Your task: If a line in the records below holds the word "keep", copy it.

[Saved entries]

↓

PR #985, opened 2023-12-06
⭐️ Add reporting jobs for data queries.

preslavgerchev:
Until now we had always deleted the data queries' reporting jobs and attached the datapoints to their parent RJs. With this change we instead attach the datapoints to the data queries' RJs and we do not delete them. 

This means that we now have scores coming in for data queries, even though those will always be of the unscored type.

This brings scoring and data queries a lot closer in terms of their behaviour in the resolver. For instance, we no longer need to do special handling for framework controls and data queries, those work just like the checks.

I need to write more tests for this but the code changes should be there

- [x] tests

### DIFF
--- a/policy/resolver.go
+++ b/policy/resolver.go
@@ -1138,8 +1138,6 @@ func (s *LocalServices) jobsToQueries(ctx context.Context, policyMrn string, cac
 		Queries: map[string]*ExecutionQuery{},
 	}
 
-	// fill in all reporting jobs. we will remove the data query jobs and replace
-	// them with direct collections into their parent job later
 	for _, rj := range cache.reportingJobsByUUID {
 		collectorJob.ReportingJobs[rj.Uuid] = rj
 	}
--- a/policy/resolver.go
+++ b/policy/resolver.go
@@ -1034,41 +1034,39 @@ func (cache *policyResolverCache) addCheckJobVariants(ctx context.Context, query
 }
 
 func (cache *policyResolverCache) addDataQueryJob(ctx context.Context, query *explorer.Mquery, ownerJob *ReportingJob) {
-	if len(query.Variants) != 0 {
-		err := cache.addDataQueryVariants(ctx, query, ownerJob)
-		if err != nil {
-			log.Error().Err(err).Str("queryMrn", query.Mrn).Msg("failed to add data query variants")
-		}
-		return
-	}
-
-	uuid := cache.global.relativeChecksum(query.Checksum)
+	uuid := cache.global.relativeChecksum(query.Mrn)
 	queryJob := cache.global.reportingJobsByUUID[uuid]
 
-	// note: the ReportingJob is only a placeholder and is replaced by individual query LLX checksum ReportingJobs
 	if queryJob == nil {
 		queryJob = &ReportingJob{
-			Uuid:       cache.global.relativeChecksum(query.Checksum),
+			Uuid:       uuid,
 			QrId:       query.Mrn,
 			ChildJobs:  map[string]*explorer.Impact{},
 			Datapoints: map[string]bool{},
 			Type:       ReportingJob_DATA_QUERY,
-			// FIXME: DEPRECATED, remove in v10.0 vv
-			DeprecatedV8IsData: true,
 		}
-		cache.global.reportingJobsByUUID[queryJob.Uuid] = queryJob
+		cache.global.codeIdToMrn[query.CodeId] = append(cache.global.codeIdToMrn[query.CodeId], query.Mrn)
+		cache.global.reportingJobsByUUID[uuid] = queryJob
 		cache.global.reportingJobsByMsum[query.Checksum] = append(cache.global.reportingJobsByMsum[query.Checksum], queryJob)
 		cache.childJobsByMrn[query.Mrn] = append(cache.childJobsByMrn[query.Mrn], queryJob)
 	}
 
 	// local aspects for the resolved policy
 	queryJob.Notify = append(queryJob.Notify, ownerJob.Uuid)
-
-	ownerJob.Datapoints[queryJob.Uuid] = true
-	// we set a placeholder for the execution query, just to indicate it will be added
-	cache.global.executionQueries[query.Checksum] = nil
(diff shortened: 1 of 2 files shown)


policy/resolver.go
```diff
@@ -1271,36 +1262,19 @@ func (s *LocalServices) jobsToQueries(ctx context.Context, policyMrn string, cac
...
-
-				if err = connectDatapointsToReportingJob(executionQuery, parentJob, collectorJob.Datapoints); err != nil {
-					return nil, nil, err
-				}
-
-				// we don't need this any longer, since every datapoint now reports into
-				// the parent job (i.e. reports into the policy instead of the data query)
-				delete(collectorJob.ReportingJobs, rj.Uuid)
-				delete(parentJob.Datapoints, rj.Uuid)
+			// We connect the datapoints to the data query reporting job. Previously we had connected the datapoints
```
preslavgerchev, line 1273: This is the biggest change. We don't remove the data query's RJ. Instead if we connect the datapoint to it.

policy/resolver.go
```diff
@@ -1582,24 +1555,20 @@ func (s *LocalServices) jobsToControls(cache *frameworkResolverCache, framework
...
 			uuid := cache.relativeChecksum(mquery.Mrn)
-			queryJob := &ReportingJob{
-				Uuid:      uuid,
-				QrId:      mquery.Mrn,
-				ChildJobs: map[string]*explorer.Impact{},
-				Type:      ReportingJob_DATA_QUERY,
-			}
-			nuJobs[uuid] = queryJob
-			for controlMrn := range targets {
-				controlJob := ensureControlJob(cache, nuJobs, controlMrn, framework, frameworkGroupByControlMrn)
```
preslavgerchev, line 1592: We no longer need this, there is code below that ties framework controls to its links (both queries and checks)

jaym:
I tested it out and it behaves as described. It might be good to have tests for this specific case

preslavgerchev:
> I tested it out and it behaves as described. It might be good to have tests for this specific case

I extended the simple policy test case to verify that we also have RJs for data queries when not tied to a framework

policy/resolver.go
```diff
@@ -1034,41 +1034,39 @@ func (cache *policyResolverCache) addCheckJobVariants(ctx context.Context, query
...
 	if queryJob == nil {
 		queryJob = &ReportingJob{
-			Uuid:       cache.global.relativeChecksum(query.Checksum),
+			Uuid:       uuid,
 			QrId:       query.Mrn,
 			ChildJobs:  map[string]*explorer.Impact{},
 			Datapoints: map[string]bool{},
 			Type:       ReportingJob_DATA_QUERY,
-			// FIXME: DEPRECATED, remove in v10.0 vv
-			DeprecatedV8IsData: true,
```
czunker, line 1057: Shouldn't we keep this until v10?

policy/resolver.go
```diff
@@ -1034,41 +1034,39 @@ func (cache *policyResolverCache) addCheckJobVariants(ctx context.Context, query
...
 
 	// local aspects for the resolved policy
 	queryJob.Notify = append(queryJob.Notify, ownerJob.Uuid)
-
-	ownerJob.Datapoints[queryJob.Uuid] = true
-	// we set a placeholder for the execution query, just to indicate it will be added
-	cache.global.executionQueries[query.Checksum] = nil
-	cache.global.dataQueries[query.Checksum] = struct{}{}
-	cache.global.queriesByMsum[query.Checksum] = query
+	if ownerJob.ChildJobs[queryJob.Uuid] == nil {
```
czunker, line 1058: nit: Isn't `queryJob.Uuid` also `uuid` here?

policy/resolver.go
```diff
@@ -1034,41 +1034,39 @@ func (cache *policyResolverCache) addCheckJobVariants(ctx context.Context, query
...
+		ownerJob.ChildJobs[queryJob.Uuid] = query.Impact
```
czunker, line 1059: From what I understood, we do not set `Impact`. So, this could be `nil`. At other places in the code, we have these checks:
```
if impact == nil {
	impact = &explorer.Impact{}
}
```
Should we add this here, too?

policy/resolver_test.go
```diff
@@ -132,19 +132,28 @@ policies:
...
+		require.Len(t, rp.Filters, 1)
+		require.Len(t, rp.CollectorJob.ReportingJobs, 3)
+
+		qrIdToRj := map[string]*policy.ReportingJob{}
+		for _, rj := range rp.CollectorJob.ReportingJobs {
+			qrIdToRj[rj.QrId] = rj
+		}
+		// scoring queries report by code id
+		require.NotNil(t, qrIdToRj[b.Queries[1].CodeId])
+		// data queries report by mrn
```
czunker, line 152: Is `codeId` vs. `mrn` by intention, or should we clean this up in a follow-up?

policy/resolver.go
preslavgerchev: yep, but i prefer `queryJob.Uuid` as it provides slightly more context as to *what* uuid we're talking about

policy/resolver_test.go
preslavgerchev: currently by intention. scoring queries go by code id, data queries now go by mrn (this is new, we havent had reporting jobs for data queries before)

in the future, i think we want everything to report by mrn

policy/resolver.go
preslavgerchev: I have copied this over from the `addCheckJob` func, I haven't seen that elsewhere

policy/resolver.go
preslavgerchev: Good point, I will add back. I don't think we use this anywhere but it does not hurt to keep it for the time being

policy/resolver.go
czunker: I saw it here: https://github.com/mondoohq/cnspec/blob/main/policy/resolver.go#L906-L908

But when it works for `addCheckJob`, I assume it is safe.

czunker (approved):
Thanks @preslavgerchev

PR #987, opened 2023-12-07
✨ add GetBundleV2 to PolicyHub

imilchev:
The idea is that this function will let us return a minimal version of the bundle for a given MRN. This should reduce the amount of network traffic we incur for each scan and should make scans faster.

The actual usage of this new endpoint will be done in another PR. For now I want to merge this, so I can add the implementation to the backend


policy/hub.go
```diff
@@ -542,14 +552,21 @@ func (s *LocalServices) computePolicyBundle(ctx context.Context, bundleMap *Poli
...
 	if s.Upstream == nil {
 		return nil, errors.New("failed to retrieve upstream policy " + mrn + " since upstream is not defined")
 	}
 
 	logCtx.Debug().Str("policy", mrn).Msg("marketplace> fetch policy bundle from upstream")
-	bundle, err := s.Upstream.GetBundle(ctx, &Mrn{Mrn: mrn})
+	var bundle *Bundle
+	var err error
+
+	if minimal {
```
chris-rock: can we make this a feature flag instead that we set into context? See https://github.com/mondoohq/cnquery/blob/main/featureflags.go and https://github.com/mondoohq/cnquery/blob/main/featureflags.go#L120-L122

policy/hub.go
```diff
@@ -542,14 +552,21 @@ func (s *LocalServices) computePolicyBundle(ctx context.Context, bundleMap *Poli
...
+		bundle, err = s.Upstream.GetMinimalBundle(ctx, &Mrn{Mrn: mrn})
+	} else {
+		bundle, err = s.Upstream.GetBundle(ctx, &Mrn{Mrn: mrn})
```
chris-rock: Feature flags are translated to http header, then the server could return the right thing based on a feature flag. Then we do not need two methods. See https://github.com/mondoohq/cnquery/blob/main/apps/cnquery/cmd/root.go#L148-L171

policy/hub.go
imilchev: But the goal is not to globally remove the docs. I believe there are cases where those docs may be needed. I want to only remove them if explicitly asked for that. The only way to do this is to have 2 different endpoints or 1 endpoint with an input parameter that can toggle this behaviour.

policy/cnspec_policy.proto
```diff
@@ -518,6 +518,7 @@ service PolicyHub {
   rpc SetBundle(Bundle) returns (Empty) {}
   rpc ValidateBundle(Bundle) returns (Empty) {}
   rpc GetBundle(Mrn) returns (Bundle) {}
+  rpc GetBundleForMrn(BundleReq) returns (Bundle) {}
```
preslavgerchev: nit: can we call this `GetBundleV2`? no real preference here, just sounds better to me 🤷

policy/cnspec_policy.proto
```diff
@@ -518,6 +518,7 @@ service PolicyHub {
   rpc SetBundle(Bundle) returns (Empty) {}
   rpc ValidateBundle(Bundle) returns (Empty) {}
   rpc GetBundle(Mrn) returns (Bundle) {}
```
preslavgerchev: can we mark this as deprecated so that we start phasing it out slowly?

imilchev:
not needed anymore

PR #988, opened 2023-12-07
⭐️ Allow loading policies from an s3 bucket.

preslavgerchev:
Introduce a `BundleResolver` interface and 2 concrete implementations:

↑

Solution below:
czunker, line 1057: Shouldn't we keep this until v10?
preslavgerchev: Good point, I will add back. I don't think we use this anywhere but it does not hurt to keep it for the time being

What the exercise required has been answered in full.